# About this exercise
Check every line below for the string "state", and copy the lines that contain it.

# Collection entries
══════
PR #160, opened 2015-01-23
Update comparison script

michaeljones:
Hey @vitaut,

I noticed that the comparison script needed to be a bit more careful about rebuilding the examples and cleaning out the old build. Just made a pull-request so it can fit in with your development where you'd like.

Michael

### DIFF
--- a/documentation/compare
+++ b/documentation/compare
@@ -21,6 +21,12 @@ export BREATHE_COMPARE=True
 # Checkout the first target
 echo git checkout $1
 git checkout $1
+# Run doxygen for this state
+(cd ../examples/specific; make)
+(cd ../examples/tinyxml; make)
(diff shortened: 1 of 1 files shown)


vitaut:
Hi Michael,

Thank you for letting me know about this script and updating it, this is very useful. I was blindly unaware of its existence. =)

Cheers,
Victor

michaeljones:
It is not well advertised :) But it is about as close to tests as we have. I find it very useful to check that changes haven't had unexpected effects.

vitaut:
I've already tried it on the new branch and it's awesome (as expected - no changes to output). I wonder how I managed not to break everything without such script =).

michaeljones:
I'm going to merge this is into master just so it is there.

PR #161, opened 2015-01-23
Return a node stack instead of a single node from finders

vitaut:
We may need a full node stack later to get a fully qualified name such as
a::b::C. The node itself usually does not contain the namespace information
so a full traversal of a node stack is required.


michaeljones:
I'm happy with those changes if you are. Thanks once again!

vitaut:
Cool! All the infrastructure should be in place to finally fix #151 now.

PR #162, opened 2015-01-24
Propagate node stack to renderers and fix links to typedefs in classes

vitaut:
This finally fixes issue #151 for typedefs (but not for classes).

BTW what is the purpose of `DoxygenBaseDirective`? I noticed that I hadn't updated it to use filters instead of matchers, but it turned out that it is not used anywhere. Is it something obsolete in which case wouldn't it better to remove it to avoid confusion?

### DIFF
--- a/breathe/directive/base.py
+++ b/breathe/directive/base.py
@@ -62,7 +62,7 @@ class BaseDirective(rst.Directive):
         self.filter_factory = filter_factory
         self.target_handler_factory = target_handler_factory
 
-    def render(self, data_object, project_info, options, filter_, target_handler, mask_factory):
+    def render(self, node_stack, project_info, options, filter_, target_handler, mask_factory):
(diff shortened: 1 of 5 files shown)


michaeljones:
Attempting to iron out some edge cases. The `foo::ns::MyInt` in `namespacefile.h` was missing it's namespace originally and then my second commit mean that `testnamespace::AnotherTypedef` in `typdef.h` ended up with a doubled up namespace so the third commit attempts to address that.

I think it is in a good state now though I may have missed something. I'd be happy for it to be merged anyway.

The first commit is a minor detail.

vitaut:
Awesome, thanks for addressing these cases. I somehow overlooked the issue with nested namespaces.

michaeljones:
No trouble. Happy to be able to contribute :)

PR #163, opened 2015-01-27
Links to nested classes

vitaut:
The proposed PR fixes linking to inner classes (#151) from RST and removes unused `DoxygenBaseDirective` class. I also took the liberty of cleaning up `examples/specific/class.h` a bit by removing unnecessary semicolons. Hope you don't mind.

Also now that all the directives use filters instead of matchers, [matcher.py](https://github.com/michaeljones/breathe/blob/master/breathe/finder/doxygen/matcher.py) may no longer be needed and could probably be removed. I haven't done it though in case you want to keep it for some reason.

### DIFF
--- a/breathe/directive/base.py
+++ b/breathe/directive/base.py
@@ -1,14 +1,11 @@
 
 from ..renderer.rst.doxygen.base import RenderContext
 from ..renderer.rst.doxygen import format_parser_error
-from ..renderer.rst.doxygen.mask import NullMaskFactory
 from ..parser import ParserError, FileIOError
-from ..project import ProjectError
-from ..finder.core import NoMatchesError
 
 from docutils.parsers import rst
-from docutils.parsers.rst.directives import unchanged_required, flag
 from docutils import nodes
+
 
 class WarningHandler(object):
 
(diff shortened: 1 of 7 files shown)


michaeljones:
Wow, great to see. Thanks for breaking it down so clearly. Broadly it looks good to me but I'm afraid I'm going to have to delay a proper check til tomorrow. I imagine it'll be fine, but I will let you know then :)

michaeljones:
Hey, so I've made some tweaks mostly because that new domain handler method will be handed more than just innerclasses as far as I can tell. I attempt to make it handle namespaces properly as well and then reject any other node type that comes through.

Unfortunately, at the moment, there is no :cpp:namespace: part of the Sphinx cpp domain from a quick glance at the docs. Maybe we can try to add it if it is needed.

Does it look reasonable?

vitaut:
Looks great, thanks! Missing `:cpp:namespace:` looks like a serious omission from the Sphinx side, definitely worth adding. That said, I am more interested in other things at the moment such as a directive for enumeration constants - another PR is coming =).

vitaut:
And, of course, one minor detail: merging?

michaeljones:
Yes :-) Please merge!

PR #165, opened 2015-01-29
Improve handling of enumeration constants

vitaut:
The proposed PR adds the following features:

1. `doxygenenumvalue` directive that allows documenting "standalone" enumeration constants:

  ```
  enum {
    /** Answer to life, the universe, and everything. */
    ANSWER = 42
  };

  ... doxygenenumvalue:: ANSWER
  ```

2. Doxygen and domain targets for enumeration constants which allows linking to them from RST and elsewhere:

  ```
  :cpp:member:`ANSWER`
  ```

  The `:cpp:member:` role is not ideal, but Sphinx doesn't seem to have a better suited role.

3. Renders enumeration constants using `desc` nodes which I think is more semantically correct than rendering them with explicit markup (bullet list). As a side-effect this changes the default appearance of the constants. This can be changed with CSS though.

  Before:

  screenshot from 2015-01-29 07 15 12

  After:
  screenshot from 2015-01-29 07 16 19


michaeljones:
Hey, looks good to me. Interesting to see a whole new directive.

I appreciate you doing all the work. It'd be ace to have some examples and docs if you feel up to it, else I can take that bit over. It'd be good to see it in action.

I think that using :cpp:member: is about as good as we can do. We should probably go to the Sphinx guys with a list of what we'd like to see or even register our own roles if we can which fill these gaps until Sphinx can be updated.

vitaut:
Cool, thanks for reviewing. I've added the docs for both `doxygenenumvalue` and `:cpp:member:`.

michaeljones:
Thanks for that. Looks good to me. Please merge if you're happy with it!

PR #2554, opened 2020-04-15
bugfix: add zk serializer.

objcoding:
add zk serializer.

fixes https://github.com/seata/seata/issues/2337


a364176773:
server/src/main/resources/registry.conf need to add?

config/seata-config-zk/src/main/java/io/seata/config/zk/ZookeeperConfiguration.java
```diff
@@ -245,4 +250,23 @@ public void handleDataDeleted(String s) {
...
+    private ZkSerializer getZkSerializer() {
+        ZkSerializer zkSerializer = null;
+        String serializer = FILE_CONFIG.getConfig(FILE_CONFIG_KEY_PREFIX + SERIALIZER_KEY);
+        if (StringUtils.isNotBlank(serializer)) {
+            try {
+                Class<?> aClass = Class.forName(serializer);
+                zkSerializer = (ZkSerializer) aClass.newInstance();
+            } catch (ClassNotFoundException cfe) {
+                LOGGER.error("No zk serializer class found, serializer:{}", serializer, cfe);
+            } catch (Exception e) {
```
jsbxyyx, line 262: Exception replace to Throwable ? Class.forName can be appears LinkageError

objcoding: Done.

objcoding:
> registry.c

Yes, it needs to be added here.

server/src/main/resources/registry.conf
```diff
@@ -54,7 +54,7 @@ registry {
 
 config {
   # file、nacos 、apollo、zk、consul、etcd3
-  type = "file"
+  type = "zk"
```
l81893521, line 57: Default config type is file.

objcoding: Done.

config/seata-config-zk/src/main/java/io/seata/config/zk/ZookeeperConfiguration.java
```diff
@@ -247,4 +252,23 @@ public void handleDataDeleted(String s) {
...
+                Class<?> aClass = Class.forName(serializer);
+                zkSerializer = (ZkSerializer) aClass.newInstance();
+            } catch (ClassNotFoundException cfe) {
+                LOGGER.error("No zk serializer class found, serializer:{}", serializer, cfe);
+            } catch (Throwable cause) {
+                LOGGER.error("found zk serializer encountered an unknown exception", cause);
+            }
+        }
+        if (zkSerializer == null) {
+            zkSerializer = new DefaultZkSerializer();
```
l81893521, line 269: How about use log to tell users, zkSerializer would use DefaultZkSerializer

objcoding: Done.

config/seata-config-core/src/main/resources/registry.conf
```diff
@@ -66,6 +66,7 @@ config {
     serverAddr = "127.0.0.1:2181"
     sessionTimeout = 6000
     connectTimeout = 2000
+    serializer = ""
```
slievrly, line 69: It is not recommended that the serializer be exposed to the user to increase the cost of understanding what code is actually defined for the configuration item.

objcoding: This suggestion is very good.

PR #2616, opened 2020-04-26
feature: TCC adapter for Dubbo And Sofa reference annotation

q294881866:
Support Dubbo @Reference and sofa @SofaReference  annotation for TCC mode


spring/src/main/java/io/seata/spring/tcc/TccAnnotationProcessor.java
```diff
@@ -0,0 +1,132 @@
...
+     * @param beanName
+     * @param annotation
+     */
+    protected void process(Object bean, String beanName, Class<? extends Annotation> annotation) {
+        if (Objects.isNull(annotation) || PROXIED_SET.contains(beanName)) {
+            return;
+        }
+
+        ReflectionUtils.doWithFields(bean.getClass(), field -> {
+            Annotation reference = field.getAnnotation(annotation);
```
slievrly, line 75: if necessary? FieldFilter check the filed contains annotation.

spring/src/main/java/io/seata/spring/tcc/TccAnnotationProcessor.java
```diff
@@ -0,0 +1,132 @@
...
+            if (reference == null) {
+                return;
+            }
+
+            addTccAdvise(bean, beanName, field, field.getType());
```
slievrly, line 80: why not getInterface()?

q294881866: Previously, it was implemented with an interface, but there were many repetitions. In fact, it's the only one that's different. There's no need to use an interface
` static {
        ANNOTATIONS.add(loadAnnotation("org.apache.dubbo.config.annotation.Reference"));
        ANNOTATIONS.add(loadAnnotation("com.alipay.sofa.runtime.api.annotation.SofaReference"));
        ANNOTATIONS.add(loadAnnotation( ...
    }`

spring/src/main/java/io/seata/spring/tcc/TccAnnotationProcessor.java
q294881866: The code impossible to reuse.

q294881866: > if necessary? FieldFilter check the filed contains annotation.
The code impossible to reuse.

slievrly: What I mean is that reference can never null， `field.isAnnotationPresent(annotation)`

PR #2622, opened 2020-04-27
feature: support version valid check

slievrly:

feature: support version valid check


core/src/main/java/io/seata/core/protocol/Version.java
```diff
@@ -69,8 +76,35 @@ public static String getChannelVersion(Channel c) {
...
      * @throws IncompatibleVersionException the incompatible version exception
      */
-    public static String checkVersion(String version) throws IncompatibleVersionException {
-        // TODO: check
-        return version;
+    public static void checkVersion(String version) throws IncompatibleVersionException {
+        long current = convertVersion(CURRENT);
+        long clientVersion = convertVersion(version);
+        long divideVersion = convertVersion(VERSION_0_7_1);
+        if ((current - divideVersion > 0 && clientVersion - divideVersion < 0) || (current - divideVersion < 0 && clientVersion - divideVersion > 0)) {
```
ph3636, line 83: Is it clearer to change 【current - divideVersion > 0】 to 【current > divideVersion】

core/src/main/java/io/seata/core/protocol/Version.java
```diff
@@ -69,8 +76,35 @@ public static String getChannelVersion(Channel c) {
...
+            throw new IncompatibleVersionException("incompatible client version:" + version);
+        }
+    }
+
+    private static long convertVersion(String version) throws IncompatibleVersionException {
+        String parts[] = StringUtils.split(version, '.');
+        Long result = 0L;
+        int i = 1;
+        int size = parts.length;
+        if (size > MAX_VERSION_DOT + 1) {
```
ph3636, line 93: Why not fix it to 3?  
if (size != 3 ) {
throw ...
}

slievrly: some version such as： 1.3.0，1.3.0.1，1.3.0-SNAPSHOT ...

core/src/main/java/io/seata/core/protocol/Version.java
slievrly: fixed

core/src/main/java/io/seata/core/protocol/Version.java
ph3636: If so, The value of result is that 1.3.0.1 is larger than 1.4.0?

slievrly: get what you mean. fix later

slievrly: @ph3636 how about this one?

ph3636: good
══════
# The completed task
+# Run doxygen for this state
I think it is in a good state now though I may have missed something. I'd be happy for it to be merged anyway.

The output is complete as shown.